ECLI:NL:HR:2006:AX6739

Hoge Raad

Datum uitspraak
22 september 2006
Publicatiedatum
5 april 2013
Zaaknummer
R05/140HR
Instantie
Hoge Raad
Type
Uitspraak
Procedures
  • Cassatie
Rechters
Vindplaatsen
  • Rechtspraak.nl
AI samenvatting door LexboostAutomatisch gegenereerd

Geschil over kinderalimentatie tussen voormalige echtelieden

In deze zaak gaat het om een geschil tussen voormalige echtelieden over de betaling van kinderalimentatie. De vrouw heeft op 4 juni 2004 een verzoekschrift ingediend bij de rechtbank te 's-Gravenhage, waarin zij verzocht om de man te veroordelen tot betaling van € 150,-- per maand voor de verzorging van hun minderjarige kind, met ingang van de datum van indiening van het verzoekschrift. De man heeft dit verzoek bestreden.
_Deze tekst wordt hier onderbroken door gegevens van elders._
Issue #7, opened 2017-05-10
Create a first-class deb WORKSPACE rule


dlorenc:
This rule should make it easier for users to depend on debs from package repositories without needing to use `http_file`.

For UX, we should consider something like:

```BUILD
deb_package(
  name = 'openssl',
  version = '1.0.1f-1ubuntu2.22'
)
```

How should the apt sources fit in here though? Maybe we could add a list of those to the deb_package rule, or create another type of rule to reference apt sources, and depend on those in dep_package?

dlorenc:
cc @mattmoor @r2d4 wdyt?

mattmoor:
I think that we'll want two rules:
```
   deb_mirror(
       name = "blah",
       url = "https://...",
      # Forget what these are called off the top of my head :)
       foo = "main",
       bar = "jessie",
   )

   deb_pkg(
      name = "openssl",
      mirror = ":blah",
      version = "...",
   )
```

Alternately we could specify the channel in the rules, but I think this provides a nice way of sharing the deb source.  WDYT?

r2d4:
Just looking that travis rules we recently added, maybe we want to expose something similar?

https://docs.travis-ci.com/user/installing-dependencies/#Installing-Packages-on-Container-Based-Infrastructure

Maybe a top level

```
deb(
    sources = ["trusty"],
    packages = [
        "gcc-4.8",
        "...",
    ],
)
```

mattmoor:
@r2d4 Fixed?

dlorenc:
I think there's a bit more work around SHA/checksum validation, but that could be a separate issue.

r2d4:
Closing, there's still a bit more work to be done around UX and validation, but I think this issue can be closed because the rules are in a usable state.

PR #26, opened 2017-05-17
dpkg and dpkg_src rules for deb packages

r2d4:
These are bazel rules to help resolve remote locations of the .deb
dependencies in our images.

ref #7 

This is a first pass at adding rules that make the .deb resolution more user friendly and less fragile.  No need to resolve the URLs manually and hardcode into an http_rule.  I'm not sure how to really incorporate them in the WORKSPACE, but I imagined something like this in BUILD files.

```
load("//packages:deb_pkg.bzl", "deb_pkg")
load("//packages:deb_src.bzl", "deb_src")

deb_pkg(
    name = "openssl",
    pkg_name = "openssl",
    source = ":debian_jessie",
)

deb_src(
    name = "debian_jessie",
    arch = "amd64",
    distro = "jessie",
    mirror_url = "http://httpredir.debian.org",
)
```

then you can reference the debs in your docker_rule by 

```
docker_build(
    name = "base",
    base = ":with_tmp",
    debs = [
        ":openssl",
        ...
    ],
)
```

This could also the be the entrypoint for future deb rules like dependency resolution.  I probably need to add version checking and checksum verification to these rules also.

These are my first bazel rules so let me know if I'm on the right track :)

### DIFF
--- a/package_manager/cloudbuild.yaml
+++ b/package_manager/cloudbuild.yaml
@@ -1,0 +1,29 @@
+# A cloud build config to release a PAR binary of
+# the dpkg_parser.par used for the package manager bazel rules
+
+# A cloudbuild is triggered by every commit and $COMMIT_SHA is a built-in 
+# substitution
+
+steps:
+# Build the dpkg_parser PAR file
+# this binary is used by the package manager rules
+# to download debian package lists and debian packages
+- name: gcr.io/cloud-builders/bazel
+  args: [
+    '--output_base', '/workspace',
+    'build', '//package_manager:dpkg_parser.par',
+    # TODO(r2d4): Remove once PAR compilation runs properly inside
+    # the Bazel sandbox on cloudbuild.
+    '--strategy', 'PythonCompile=standalone'
+  ]
+
+# Upload the dpkg_parser PAR file to a GCS bucket
+- name: gcr.io/cloud-builders/gsutil
+  args: [
+    'cp',
+    'bazel-bin/package_manager/dpkg_parser.par',
+    'gs://distroless/package_manager_tools/$COMMIT_SHA/dpkg_parser.par'
+  ]
+
+# We produce no Docker images.
+images: []
--- a/package_manager/dpkg_parser.py
+++ b/package_manager/dpkg_parser.py
@@ -1,0 +1,112 @@
+# Copyright 2017 Google Inc. All rights reserved.
+
+# Licensed under the Apache License, Version 2.0 (the "License");
+# you may not use this file except in compliance with the License.
+# You may obtain a copy of the License at
+
+#     http://www.apache.org/licenses/LICENSE-2.0
+
+# Unless required by applicable law or agreed to in writing, software
+# distributed under the License is distributed on an "AS IS" BASIS,
+# WITHOUT WARRANTIES OR CONDITIONS OF ANY KIND, either express or implied.
+# See the License for the specific language governing permissions and
+# limitations under the License.
+
+import argparse
+import gzip
+import io
+import urllib2
+import json
+
+
+from package_manager.parse_metadata import parse_package_metadata
+
+PACKAGES_FILE_NAME = "file/Packages.json"
+DEB_FILE_NAME = "file/pkg.deb"
+FILENAME_KEY = "Filename"
+
+parser = argparse.ArgumentParser(
+    description="Downloads a deb package from a package source file"
+)
+
+parser.add_argument("--packages-file", action='store',
+                    help='The file path of the Packages.gz file')
+parser.add_argument("--package-name", action='store',
+                    help='The name of the package to search for and download')
+
+parser.add_argument("--download-and-extract-only", action='store',
+                    help='If True, download Packages.gz and make urls absolute from mirror url')
+parser.add_argument("--mirror-url", action='store',
+                    help='The base url for the package list mirror')
+parser.add_argument("--arch", action='store',
+                    help='The target architecture for the package list')
+parser.add_argument("--distro", action='store',
+                    help='The target distribution for the package list')
+
+def main():
+    """ A tool for downloading debian packages and package metadata """
+    args = parser.parse_args()
+    if args.download_and_extract_only:
+        download_package_list(args.mirror_url, args.distro, args.arch)
+    else:
+        download_dpkg(args.packages_file, args.package_name)
+
+
+def download_dpkg(packages_file, package_name):
+    """ Using an unzipped, json package file with full urls,
+     downloads a .deb package
+
+    Uses the 'Filename' key to download the .deb package
+    """
+    with open(packages_file, 'rb') as f:
+        metadata = json.load(f)
+    pkg = metadata[package_name]
+    buf = urllib2.urlopen(pkg[FILENAME_KEY])
+    with open(DEB_FILE_NAME, 'w') as f:
+        f.write(buf.read())
+
+
+def download_package_list(mirror_url, distro, arch):
+    """Downloads a debian package list, expands the relative urls,
+    and saves the metadata as a json file
+
+    A debian package list is a gzipped, newline delimited, colon separated
+    file with metadata about all the packages available in that repository.
+    Multiline keys are indented with spaces.
+
+    An example package looks like:
+
+Package: newmail
+Version: 0.5-2
+Installed-Size: 76
+Maintainer: Martin Schulze <joey@debian.org>
+Architecture: amd64
+Depends: libc6 (>= 2.7-1)
+Description: Notificator for incoming mail
+Homepage: http://www.infodrom.org/projects/newmail/
+Description-md5: 49b0168ce625e668ce3031036ad2f541
+Tag: interface::commandline, mail::notification, role::program,
+ scope::utility, works-with::mail
+Section: mail
+Priority: optional
+Filename: pool/main/n/newmail/newmail_0.5-2_amd64.deb
+Size: 14154
+MD5sum: 5cd31aab55877339145517fb6d5646cb
+SHA1: 869934a25a8bb3def0f17fef9221bed2d3a460f9
+SHA256: 52ec3ac93cf8ba038fbcefe1e78f26ca1d59356cdc95e60f987c3f52b3f5e7ef
+
+    """
+    url = "%s/debian/dists/%s/main/binary-%s/Packages.gz" % (
+        mirror_url,
+        distro,
+        arch
+    )
+    buf = urllib2.urlopen(url)
+    f = gzip.GzipFile(fileobj=io.BytesIO(buf.read()))
+    data = f.read()
+    metadata = parse_package_metadata(data, mirror_url)
+    with open(PACKAGES_FILE_NAME, 'w') as f:
+        json.dump(metadata, f)
+
+if __name__ == "__main__":
+    main()
--- a/package_manager/parse_metadata_test.py
+++ b/package_manager/parse_metadata_test.py
@@ -1,0 +1,42 @@
+import unittest
+import os
+
+from package_manager.parse_metadata import parse_package_metadata
+
+class TestParseMetadata(unittest.TestCase):
+
+
+    def setUp(self):
+        current_dir = os.path.dirname(__file__)
+        filename = os.path.join(current_dir, 'testdata', 'Packages.txt')
+        with open(filename) as f:
+            data = f.read()
+        self.data = data
+        self.mirror_url = "http://debian.org"
+        self.metadata = parse_package_metadata(self.data, self.mirror_url)
+
+    def test_url_rewrite(self):
+        """ Relative url should have gotten rewritten with absolute url """
+        self.assertEqual(
+            self.metadata["libnewlib-dev"]["Filename"],
+            self.mirror_url + "/debian/" + "pool/main/n/newlib/libnewlib-dev_2.1.0+git20140818.1a8323b-2_all.deb")
+
+    def test_get_all_packages(self):
+        """ Parser should identify all packages """
+        expected_packages = ["libnewlib-dev",
+                             "libnewlib-doc",
+                             "newlib-source",
+                             "newmail",
+                             "zzuf",]
+        for pkg in expected_packages:
+            self.assertEqual(expected_packages.sort(), self.metadata.keys().sort())
+
+    def test_multiline_key(self):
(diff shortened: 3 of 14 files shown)


packages/deb_pkg.bzl
```diff
@@ -0,0 +1,31 @@
...
+  ]
+
+  ctx.action(
+    executable = ctx.executable.package_getter,
+    inputs = [ctx.file.source],
+    arguments = args,
+    outputs = [ctx.outputs.deb],
+  )
+
+deb_pkg = rule(
```
mattmoor: We want this to be a `repository_rule`, so that it can run in `WORKSPACE`, which brings with it new challenges (e.g. you can't depend on building the tool you plan to run).

Let's talk about this more once you are back, but what I do for `docker_pull` is publish a PAR file.
 - cloudbuild to produce it on release tags: https://github.com/google/containerregistry/blob/master/puller.yaml
 - where the binary is pulled down: https://github.com/bazelbuild/rules_docker/blob/master/docker/docker.bzl#L32
 - where the binary is used: https://github.com/bazelbuild/rules_docker/blob/master/docker/pull.bzl#L67

Once this is working, we should consider where the best place for this rule would be.  @damienmg FYI

mmikulicic:
cool; I was about doing something similar then I found this

shouldn't we force a version and/or sha of the `deb_pkg` being referenced (in order to have correct incremental and reproducible builds)?

mattmoor:
@mmikulicic Yes, for reproducible builds, you'd want a checksum.  I generally call this "pseudo-hermetic" because while it's not hermetic you always get the same thing (or fail due to availability).  Sort of like `-Werror` for reproducibility I guess.

mmikulicic:
@mattmoor I don't know the exact definition of hermeticity that everybody can agree on, but I thought the interesting property is that tooling can reason about producing outputs as a pure function of the inputs by having a complete visibility of all the components that are touched while doing a build (including the tooling itself).

If something is a local file or a remote file surely has practical implications on how likely is to fail, but from a theoretical point of view a local file is no different: the disk I/O can file as well :-)

Or did I misunderstand your comment?

mattmoor:
@mmikulicic So hermetic is an effectively closed environment, e.g. restricted to your mono-repo.  This would be Bazel without a `WORKSPACE` at all, as we use it internally.

When references reach outside of your not-so-mono-repo, they can be either mutable (in the sense of different versions over time) or immutable (maybe it can go away, but not change).

So when I say "pseudo-hermetic", what I mean is that everything you need is contained within your repo EXCEPT stuff (transitively) referenced in an immutable way.  

So it's sort of hermetic in the sense that your repo *defines* the world exactly (reproducibly), but doesn't fully *contain* it.

mmikulicic:
I always wondered why bazel's `local_repository` requires an absolute path; with a relative path it would be straightforward to vendor other repositories thus making it easier to achieve this kind of fully local hermeticity.

mattmoor:
@mmikulicic I think the docs say absolute, but in at least one failed (for other reasons) experiment, I was able to use relative paths w/ `local_repository`.

Consider opening an issue on `bazelbuild/bazel` to discuss?  Feel free to CC me.

r2d4:
Sorry for the delay - I've updated this PR with a few things:

* Split into two commits for now - one introducing the rules and one using the rules in the distroless images.  This is because these rules might not live in this repo.
* The dpkg parser is now written in python rather than go.  Since we are building and uploading binaries, using go would have required uploading 3 binaries and doing platform detection which turned out to be a little tricky.

Future TODOs:

* Support specifying a version in the dpkg rule
* Support expanding dependencies for packages (This may be trickier than it seems)
* Checksum validation for dpkg_src rule.  We can validate checksums from the Packages.gz file in the dpkg rule.
* Not reusing the rule name for the package name, since not all package names are valid rule names (e.g. libstdc++)

cc @dlorenc @mattmoor

package_manager/cloudbuild.yaml
```diff
@@ -0,0 +1,18 @@
+steps:
+- name: gcr.io/cloud-builders/bazel
```
dlorenc: Could you add a few file-level comments explaining what this is for?

package_manager/dpkg_parser.py
```diff
@@ -0,0 +1,99 @@
+import argparse
```
dlorenc: I think we need a copyright string up here, also a file-level comment explaining this.

package_manager/dpkg_parser.py
```diff
@@ -0,0 +1,99 @@
...
+    else:
+        download_dpkg(args.packages_file, args.package_name)
+
+
+def download_dpkg(packages_file, package_name):
+    with open(packages_file, 'rb') as f:
+        metadata = json.load(f)
+    for pkg in metadata:
+        if pkg["Package"] == package_name:
+            print(pkg)
```
dlorenc: Probably drop the print?

package_manager/dpkg_parser.py
```diff
@@ -0,0 +1,99 @@
...
+    if args.download_and_extract_only:
+        download_package_list(args.mirror_url, args.distro, args.arch)
+    else:
+        download_dpkg(args.packages_file, args.package_name)
+
+
+def download_dpkg(packages_file, package_name):
+    with open(packages_file, 'rb') as f:
+        metadata = json.load(f)
+    for pkg in metadata:
```
dlorenc: Maybe add an else: to the for loop to fail if we never find the package?

package_manager/dpkg_parser.py
```diff
@@ -0,0 +1,99 @@
...
+                f.write(buf.read())
+            break
+
+def download_package_list(mirror_url, distro, arch):
+    url = "%s/debian/dists/%s/main/binary-%s/Packages.gz" % (
+        mirror_url,
+        distro,
+        arch
+    )
+    print(url)
```
dlorenc: Drop the print?

package_manager/dpkg_parser.py
```diff
@@ -0,0 +1,99 @@
...
+    for pkg in metadata:
+        if pkg["Package"] == package_name:
+            print(pkg)
+            buf = urllib2.urlopen(pkg["Filename"])
+            with open(DEB_FILE_NAME, 'w') as f:
+                f.write(buf.read())
+            break
+
+def download_package_list(mirror_url, distro, arch):
+    url = "%s/debian/dists/%s/main/binary-%s/Packages.gz" % (
```
dlorenc: path.join is probably a bit safer.

package_manager/dpkg_parser.py
```diff
@@ -0,0 +1,99 @@
...
+    buf = urllib2.urlopen(url)
+    f = gzip.GzipFile(fileobj=io.BytesIO(buf.read()))
+    data = f.read()
+    metadata = parse_package_metadata(data, ":")
+    for pkg in metadata:
+        pkg["Filename"] = mirror_url + "/debian/" + pkg["Filename"]
+    with open(PACKAGES_FILE_NAME, 'w') as f:
+        json.dump(metadata, f)
+ 
+def parse_package_metadata(data, separator):
```
dlorenc: is the separator ever not a colon?

package_manager/dpkg_parser.py
```diff
@@ -0,0 +1,99 @@
...
+        distro,
+        arch
+    )
+    print(url)
+    buf = urllib2.urlopen(url)
+    f = gzip.GzipFile(fileobj=io.BytesIO(buf.read()))
+    data = f.read()
+    metadata = parse_package_metadata(data, ":")
+    for pkg in metadata:
+        pkg["Filename"] = mirror_url + "/debian/" + pkg["Filename"]
```
dlorenc: path.join

package_manager/dpkg_parser.py
```diff
@@ -0,0 +1,99 @@
...
+    with open(PACKAGES_FILE_NAME, 'w') as f:
+        json.dump(metadata, f)
+ 
+def parse_package_metadata(data, separator):
+    metadata = []
+    found = False
```
dlorenc: found looks unused.

package_manager/dpkg_parser.py
r2d4: fixed

package_manager/dpkg_parser.py
r2d4: will path.join work on windows?  Not too familiar with the python impl but can it also be used for URLs?

package_manager/cloudbuild.yaml
r2d4: done

package_manager/dpkg_parser.py
r2d4: fixed

package_manager/dpkg_parser.py
r2d4: fixed

package_manager/dpkg_parser.py
r2d4: Some other package managers other than debian/apt-get use a different separator. I added it as a constant instead.

package_manager/dpkg_parser.py
r2d4: fixed

package_manager/dpkg_parser.py
```diff
@@ -0,0 +1,113 @@
...
+    buf = urllib2.urlopen(url)
+    f = gzip.GzipFile(fileobj=io.BytesIO(buf.read()))
+    data = f.read()
+    metadata = parse_package_metadata(data)
+    for pkg in metadata:
+        pkg["Filename"] = mirror_url + "/debian/" + pkg["Filename"]
+    with open(PACKAGES_FILE_NAME, 'w') as f:
+        json.dump(metadata, f)
+ 
+def parse_package_metadata(data):
```
mattmoor: We probably want this in a py_library we can write unit tests for.

r2d4:
I split `parse_metadata` into its own py_lib and added a few unit tests.  Pending more review feedback, the only thing left to do is it figure out where we can upload `dpkg_parser.par`, maybe into a distroless bucket for `distroless` @mattmoor ?

package_manager/dpkg_parser.py
```diff
@@ -0,0 +1,75 @@
...
+    url = "%s/debian/dists/%s/main/binary-%s/Packages.gz" % (
+        mirror_url,
+        distro,
+        arch
+    )
+    buf = urllib2.urlopen(url)
+    f = gzip.GzipFile(fileobj=io.BytesIO(buf.read()))
+    data = f.read()
+    metadata = parse_package_metadata(data, mirror_url)
+    with open(PACKAGES_FILE_NAME, 'w') as f:
```
dlorenc: Some comments explaining the schema of this JSON file and explaining why we need it at all would be useful.

package_manager/parse_metadata_test.py
```diff
@@ -0,0 +1,33 @@
...
+            self.mirror_url + "/debian/" + "pool/main/n/newlib/libnewlib-dev_2.1.0+git20140818.1a8323b-2_all.deb")
+
+    def test_get_all_packages(self):
+        expected_packages = ["libnewlib-dev",
+                             "libnewlib-doc",
+                             "newlib-source",
+                             "newmail",
+                             "zzuf",]
+        for pkg in expected_packages:
+            ok = self.metadata[pkg]
```
dlorenc: What is this supposed to do, just check that the package is in metadata? You can use something like self.assertContains instead.

package_manager/dpkg_parser.py
r2d4: I added a few more comments throughout, and docstrings to each function

package_manager/parse_metadata_test.py
r2d4: Yep, switched it over to self.assertContains

package_manager/cloudbuild.yaml
```diff
@@ -0,0 +1,30 @@
+# A cloud build config to release a PAR binary of
+# the dpkg_parser.par used for the package manager bazel rules
+
+# Takes a substitution of _VERSION
```
dlorenc: Does this substitution work via triggers? We can set this up to run automatically everytime a PR is merged.

package_manager/dpkg_parser.py
```diff
@@ -0,0 +1,109 @@
...
+def main():
+    args = parser.parse_args()
+    if args.download_and_extract_only:
+        download_package_list(args.mirror_url, args.distro, args.arch)
+    else:
+        download_dpkg(args.packages_file, args.package_name)
+
+
+def download_dpkg(packages_file, package_name):
+    """ Using an unzipped, json package file with full urls, downloads a .deb package
```
dlorenc: Nit: no spaces before or after """. We might want to enable pylint via travis.

package_manager/dpkg_parser.py
```diff
@@ -0,0 +1,109 @@
...
+    else:
+        download_dpkg(args.packages_file, args.package_name)
+
+
+def download_dpkg(packages_file, package_name):
+    """ Using an unzipped, json package file with full urls, downloads a .deb package 
+    
+    Uses the 'Filename' key to download the .deb package
+    """
+    found = False
```
dlorenc: found looks unused.

package_manager/parse_metadata_test.py
```diff
@@ -0,0 +1,33 @@
+import unittest
+import os
+
+from parse_metadata import parse_package_metadata
+
+class TestParseMetadata(unittest.TestCase):
+
+    def setUp(self):
+        dir = os.path.dirname(__file__)
```
dlorenc: nit: dir is technically a builtin you're shadowing here. A different name would be better.

package_manager/dpkg_parser.py
r2d4: Fixed

package_manager/dpkg_parser.py
r2d4: Fixed

package_manager/parse_metadata_test.py
r2d4: Fixed

package_manager/cloudbuild.yaml
r2d4: I added a trigger on the project for the master branch and versioned it with $COMMIT_SHA.  Not sure if this is the best solution, since we really don't care if its built on _every_ commit, but tags are probably not appropriate since this is just a tool that lives in the distroless repo.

De rechtbank heeft op 25 januari 2005 het verzoek van de vrouw afgewezen. Hierop heeft de vrouw hoger beroep ingesteld bij het gerechtshof te 's-Gravenhage. Het hof heeft op 27 juli 2005 de beschikking van de rechtbank vernietigd en de man veroordeeld tot betaling van € 100,-- per maand aan kinderalimentatie, met ingang van 4 juni 2004. De beschikking van het hof is uitvoerbaar bij voorraad verklaard. De man heeft vervolgens cassatie ingesteld tegen deze beschikking van het hof.

De Hoge Raad heeft de zaak beoordeeld en geconcludeerd dat de in de middelen aangevoerde klachten niet tot cassatie kunnen leiden. De Hoge Raad oordeelt dat er geen nadere motivering nodig is, aangezien de klachten niet nopen tot beantwoording van rechtsvragen in het belang van de rechtseenheid of de rechtsontwikkeling.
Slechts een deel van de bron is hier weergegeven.